Kevin McKinney: A few years ago, I lived in a basement apartment with a roommate who refrigerated mutton stew in lidless containers and played a weekly covers gig at an Irish pub; he therefore spent hours in our living room practicing Steve Miller Band and Van Morrison songs, singing ever more drunkenly without even sharing his Jameson. In that apartment, my bedroom was right next to the furnace, which roared and squeaked and clattered whenever it ran. Needless to say, I didn’t own noise-cancelling headphones, so my listening habits changed drastically over the few months I lived there. No “normal” song made sense—any words or melodies were sure to be drowned out or interrupted—so instead I was listening to harsh noise, Alan Licht’s “Minimal Top Ten / The Next Ten / Minimalism Top Ten III,” and the more extreme strains of free improvisation.

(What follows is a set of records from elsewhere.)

PR #3744, opened 2021-03-29
Scan module-level code in necessary places

kripken:
Several old passes like DeadArgumentElimination and DuplicateFunctionElimination
need to look at all `ref.func`s, and they scanned functions for that, but that is not
enough as such an instruction might appear in a global initializer. To fix this, add a
`walkModuleCode` method.

`walkModuleCode` is useful when doing the pattern of creating a function-parallel
pass to scan functions quickly, but we also want to do the same scanning of code
at the module level. This allows doing so in a single line.

(It is also possible to just do `walk()` on the entire module, which will find all code,
but that is not function-parallel. Perhaps we should have a `walkParallel()` option
to simplify this further in a followup, and that would call `walkModuleCode` afterwards
etc.)

Also add some missing validation and comments in the validator about issues that
I noticed in relation to the new testcases here.

### DIFF
--- a/src/wasm/wasm-validator.cpp
+++ b/src/wasm/wasm-validator.cpp
@@ -2851,7 +2851,7 @@ static void validateTables(Module& module, ValidationInfo& info) {
       info.shouldBeTrue(
         table != nullptr, "elem", "elem segment must have a valid table name");
       info.shouldBeTrue(!!segment->offset,
-                        segment,
+                        "elem",
                         "table segment offset should have an offset");
       info.shouldBeEqual(segment->offset->type,
                          Type(Type::i32),
@@ -2865,7 +2865,7 @@ static void validateTables(Module& module, ValidationInfo& info) {
       validator.validate(segment->offset);
     } else {
       info.shouldBeTrue(!segment->offset,
-                        segment,
+                        "elem",
                         "non-table segment offset should have no offset");
     }
     // Avoid double checking items
--- a/src/wasm/wasm-validator.cpp
+++ b/src/wasm/wasm-validator.cpp
@@ -2003,8 +2003,8 @@ void FunctionValidator::visitRefFunc(RefFunc* curr) {
   //   curr->type.getHeapType().getSignature()
   // That is blocked on having the ability to create signature types in the C
   // API (for now those users create the type with funcref). This also needs to
-  // be fixed in LegalizeJSInterface and other places that update function
-  // types.
+  // be fixed in LegalizeJSInterface and FuncCastEmulation and other places that
+  // update function types.
   // TODO: check for non-nullability
 }
 
--- a/src/wasm/wasm-validator.cpp
+++ b/src/wasm/wasm-validator.cpp
@@ -1995,19 +1995,8 @@ void FunctionValidator::visitRefFunc(RefFunc* curr) {
   }
   auto* func = getModule()->getFunctionOrNull(curr->func);
   shouldBeTrue(!!func, curr, "function argument of ref.func must exist");
-  if (shouldBeTrue(
-        curr->type.isFunction(), curr, "ref.func must have a function type")) {
-    // TODO: verify it also has a typed function references type,
-    //                    curr->type.getHeapType().isSignature(),
-    // That is blocked on having the ability to create signature types in the C
-    // API. For now those users create the type with funcref.
-    if (curr->type.getHeapType().isSignature()) {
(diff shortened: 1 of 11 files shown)


src/wasm/wasm-validator.cpp
```diff
@@ -2853,6 +2863,10 @@ static void validateTables(Module& module, ValidationInfo& info) {
                         segment->offset,
                         "table segment offset should be reasonable");
       validator.validate(segment->offset);
+    } else {
```
aheejin, line 2866: Maybe I'm not up-to-date with multiple tables stuff... In which case an element segment does not have a table? And why that shouldn't have an offset?

aheejin (approved):

src/wasm/wasm-validator.cpp
kripken: I think it might be the difference between active and passive segments, but I don't remember if that's the term for tables (and not just memories). @tlively and @martianboy would know better.

martianboy: Right, it's the same for memories and tables. Passive segments don't belong to a table on instantiation and hence have no offset either. They can be copied to a table using `table.init` instruction which is defined in [reference-types proposal](https://webassembly.github.io/reference-types/core/syntax/instructions.html#syntax-instr-table).

aheejin: Thanks. Do we have passive `elem` segment or `table.init` implemented in binaryen now? I searched with `passive` in test/ directory but that only turns up passive data segments.

martianboy: @aheejin table instructions aren't implemented yet, but we do have passive element segment support. You can take a look at this test: `test/multi-table.wast`.

aheejin: Thanks. So memory passive elements have `passive` keyword but passive data segments don't?

martianboy: No, there is no `passive` keyword. If a data segment has an offset then it's active, otherwise it's considered passive.

aheejin: Where do we have those text format definitions? The spec for [element segments](https://webassembly.github.io/reference-types/core/text/modules.html#element-segments) and [data segments](https://webassembly.github.io/reference-types/core/text/modules.html#data-segments) both have 'passive mode', but neither says it should be written in the text format.

martianboy: Not sure if I understand the question, are you asking whether there should be a keyword specifier? As per spec, if offset and an optional table index are present then it's active, if not it's passive. If `declare` is present in case of a passive element segment, it's considered a declarative segment.

aheejin: No what I'm asking is, 

> No, there is no `passive` keyword. If a data segment has an offset then it's active, otherwise it's considered passive.

You said there is a `passive` keyword in passive element segments but not in passive data segments. But the spec for two segments I linked above are identical.

martianboy: Oh sorry I think you misunderstood me. I was saying there is no `passive` keyword in either case. The spec is very similar in both cases.

aheejin: Hmm I see. I was confused because there are binaryen tests with `(data passive ...)` syntax, like this. https://github.com/WebAssembly/binaryen/blob/9b38e4394034d6f25f54fc471bb9ac8812815331/test/spec/bulk-memory.wast#L4

The `data passive` syntax appears in the [explainer](https://github.com/WebAssembly/bulk-memory-operations/blob/master/proposals/bulk-memory-operations/Overview.md#passive-segment-initialization-example) of the bulk memory proposal, but I guess that's not part of the final spec? The [spec repo](https://github.com/WebAssembly/spec) does not contain tests with that syntax either. I guess we can remove it? cc @tlively

martianboy: You're right, the parser seems to be outdated for data segments. I've also been keeping the "old-syntax" for tables and element segments, and I don't know if it's necessary.

kripken: In general I don't think we need to support text files outside of our test suite for stuff like this that is not in the upstream spec. Removing old syntax forms and updating our tests sounds good.

martianboy: I made two PRs (#3753 and #3757) to remove old table & elem syntax as well as the `passive` keyword for data segments. @tlively @aheejin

Maybe you’ll think this is nonsense, but I’m not sure if I’ve ever felt closer with the music I was listening to than I did then. The songs I loved felt like physical forms, like actual barriers I could hide behind when not much in my home felt under my control.

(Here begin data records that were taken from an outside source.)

PR #3763, opened 2021-03-31
[RT] Add type to tables and element segments

martianboy:
This will add support for other reference types to tables and elems,
which was introduced in reference-types proposal and extended in typed
function references proposal. Non-nullable types are not supported yet,
since the spec only mentions the idea of using an initializer, but
it has remained a TODO item to this date.
Spec tests have also been partially updated to reflect the new changes
from upstream.


martianboy:
This includes and is based on the changes from #3753, so I marked this a draft until that one is merged.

In their artists’ statement, Anne Guthrie and Billy Gomberg mention the way the noise of a nearby restaurant’s exhaust fan impacted Solum’s recording. Its noise forced the duo either to wait until nighttime to make music, or to record while it was running, reckoning in improvisation with the way it affects their space. Maybe it's because this kind of sense memory has such personal significance for me, but I find one key to Solum in the fifth untitled track, where what I assume must be the exhaust fan is most audible. Here, we hear quiet percussion, scraping, tapping, occasional bursts of electronic interference, Guthrie’s breath through her horn—all alongside the fan’s constant thrum. To me, this track encapsulates Solum’s big question: are Fraufraulein playing with the noise or against it?

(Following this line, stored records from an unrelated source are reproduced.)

PR #3764, opened 2021-03-31
Fix an iterator invalidation error in the fuzzer

kripken:


aheejin (approved):

src/tools/fuzzing.h
```diff
@@ -934,8 +934,14 @@ class TranslateToFuzzReader {
...
     auto chance = upTo(RESOLUTION + 1);
+    // Do not iterate on wasm.functions itself, as we may add to it as we go
+    // through the functions (make() can add new functions to implement a
+    // RefFunc).
+    std::vector<Function*> functions;
     for (auto& ref : wasm.functions) {
-      auto* func = ref.get();
+      functions.push_back(ref.get());
+    }
+    for (auto* func : functions) {
```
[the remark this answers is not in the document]
kripken: Oh, good point, thanks! Done.

Also I think we can just iterate with a dynamic check on `size()`. It's not bad to iterate on the new functions, in fact we might as well, to avoid bugs in the future.

src/tools/fuzzing.h
```diff
@@ -934,8 +934,13 @@ class TranslateToFuzzReader {
     // Pick a chance to fuzz the contents of a function.
     const int RESOLUTION = 10;
     auto chance = upTo(RESOLUTION + 1);
-    for (auto& ref : wasm.functions) {
-      auto* func = ref.get();
+    // Do not iterate on wasm.functions itself, as we may add to it as we go
+    // through the functions - make() can add new functions to implement a
+    // RefFunc. Looping on an index avoids an iterator invalidation, and also
```
tlively, line 939: This first sentence no longer applies, since we're now iterating on wasm.functions itself but just avoiding using iterators.

kripken: Good point, that's not clear enough. I meant "not iterating on `wasm.functions`" as "not doing `for (x : wasm.functions)` directly, as opposed to an index. Pushed a better wording (I hope).

tlively (approved):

Each time I listen to this album, I hear a different shade. I don’t think there’s a way to neatly describe how I feel about Solum except to say that I really like it and that it leaves me feeling unsatisfied and that I think this lack of satisfaction is important to my liking it. There’s a tension that draws me here again and again, a push and pull between comfort and frustration, discord and harmony—between a recording of wind and the microphone’s clipping.
Jinhyung Kim: I haven’t been sleeping too well these days. I usually take a “fake” nap right before (or after) dinner, where I just lie half-awake on my bed for an hour or so—I’m unable to fall asleep but too tired to do much else. In Solum, I hear a soundtrack for the groggy haze I experience during that hour: Anne Guthrie’s voice and horn playing drift ethereally above undulating waves of resonant white noise and restrained found-object splutter; whistling sines and creaking analog signals linger in the fog, drifting in and out of view, while Feldman-esque piano dissonance or Billy Gomberg’s muted bass guitar occasionally anchors the music in a more palpable eeriness. The audio tends to clip, blurring the contours of articulations and producing muffled distortion similar to the sound a microphone picks up in blowing wind. It’s all soothing in a way that isn’t explicitly comforting; Solum is a sonification of the barren yet teeming uncertainty through which I amble in my half-sleep, rather than a palliative for it.